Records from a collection
^^^^^^^^
PR #3038, opened 2022-07-12
AudioSystem Rejig

ElectroJr:
This PR moves sound specifiers from content into robust (along with the serializer and sound collection prototype).
This is partly to make it easier to specify audio params for sounds via yaml,  which most content systems don't bother to implement, and partly to get rid of all the boiler place of having to resolve `IRobustRandom`, `IPrototypeManager`, and then calling `specifier.GetSound(_random, _prototypeManager)`. While this could also be achieved by having a content specific audio system or some entity system helper functions, nothing about this is unique to SS14 and AFAIK would be useful for anything using the engine.

General changes:
- Removes `IAudioSystem`
- Makes the static `SoundSystem` directly resolve & call functions in `AudioSystem`
- Marks functions in `SoundSystem` as obsolete.
- `AudioParams` now have a `variation` datafield, which should be used in place of `AudioHelpers.WithVariation()`

Audio system specific changes:
- One of the `Play()` functions is now called `PlayGlobal()` to avoid accidental global audio.
- Added a `PlayPvs()` variant, which removes the need to constantly add `Filter.Pvs(uid, entityManager: EntityManager)`.
- Added `PlayPredicted()`. This just plays audio normally for local clients, while for servers it will sends the audio to all players in pvs except for some "user" entity. 
  - This is very commonly required for interaction or foot-step sound prediction. 
- Added overrides that takes in a sound specifier.
  - Removes the need to constantly call `specifier.GetSound()` & automatically uses the specifier's audio params as a default, which is frequently forgotten about.
- Reduces transform component fetching & world-position calculations in some play functions. 

Requires space-wizards/space-station-14/pull/9635


metalgearsloth:
I think it'd be more consistent having soundspecifier in engine considering content uses it so extensively and there's no reason other games couldn't take advantage of it (even if they make their own specifiers).

metalgearsloth (approved):
@PJB3005 soundspecifier in engine yeah/nah

PR #3041, opened 2022-07-12
Make typereader stabler

### LINKED ISSUE #3039: Esoteric serv3 issue
https://github.com/space-wizards/space-station-14/runs/7304111972?check_suite_focus=true

Randomly get this on starting up the game.

@PaulRitter

wrexbe:
The problem seems to be that the dictionary has multiple things in it that matched, and since dictionaries don't promise the order, sometimes something is picked that doesn't work. Adding the generic argument check seems to prevent duplicate matches, so I think this resolves it.

Fixes https://github.com/space-wizards/RobustToolbox/issues/3039


PaulRitter (changes requested):
this is the wrong way to go about this. on how to solve this, see #3039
^^^^^^^^
Work item
The output should match the records above exactly, line for line.

Response box
PR #3038, opened 2022-07-12
AudioSystem Rejig

ElectroJr:
This PR moves sound specifiers from content into robust (along with the serializer and sound collection prototype).
This is partly to make it easier to specify audio params for sounds via yaml,  which most content systems don't bother to implement, and partly to get rid of all the boiler place of having to resolve `IRobustRandom`, `IPrototypeManager`, and then calling `specifier.GetSound(_random, _prototypeManager)`. While this could also be achieved by having a content specific audio system or some entity system helper functions, nothing about this is unique to SS14 and AFAIK would be useful for anything using the engine.

General changes:
- Removes `IAudioSystem`
- Makes the static `SoundSystem` directly resolve & call functions in `AudioSystem`
- Marks functions in `SoundSystem` as obsolete.
- `AudioParams` now have a `variation` datafield, which should be used in place of `AudioHelpers.WithVariation()`

Audio system specific changes:
- One of the `Play()` functions is now called `PlayGlobal()` to avoid accidental global audio.
- Added a `PlayPvs()` variant, which removes the need to constantly add `Filter.Pvs(uid, entityManager: EntityManager)`.
- Added `PlayPredicted()`. This just plays audio normally for local clients, while for servers it will sends the audio to all players in pvs except for some "user" entity. 
  - This is very commonly required for interaction or foot-step sound prediction. 
- Added overrides that takes in a sound specifier.
  - Removes the need to constantly call `specifier.GetSound()` & automatically uses the specifier's audio params as a default, which is frequently forgotten about.
- Reduces transform component fetching & world-position calculations in some play functions. 

Requires space-wizards/space-station-14/pull/9635


metalgearsloth:
I think it'd be more consistent having soundspecifier in engine considering content uses it so extensively and there's no reason other games couldn't take advantage of it (even if they make their own specifiers).

metalgearsloth (approved):
@PJB3005 soundspecifier in engine yeah/nah

PR #3041, opened 2022-07-12
Make typereader stabler

### LINKED ISSUE #3039: Esoteric serv3 issue
https://github.com/space-wizards/space-station-14/runs/7304111972?check_suite_focus=true

Randomly get this on starting up the game.

@PaulRitter

wrexbe:
The problem seems to be that the dictionary has multiple things in it that matched, and since dictionaries don't promise the order, sometimes something is picked that doesn't work. Adding the generic argument check seems to prevent duplicate matches, so I think this resolves it.

Fixes https://github.com/space-wizards/RobustToolbox/issues/3039


PaulRitter (changes requested):
this is the wrong way to go about this. on how to solve this, see #3039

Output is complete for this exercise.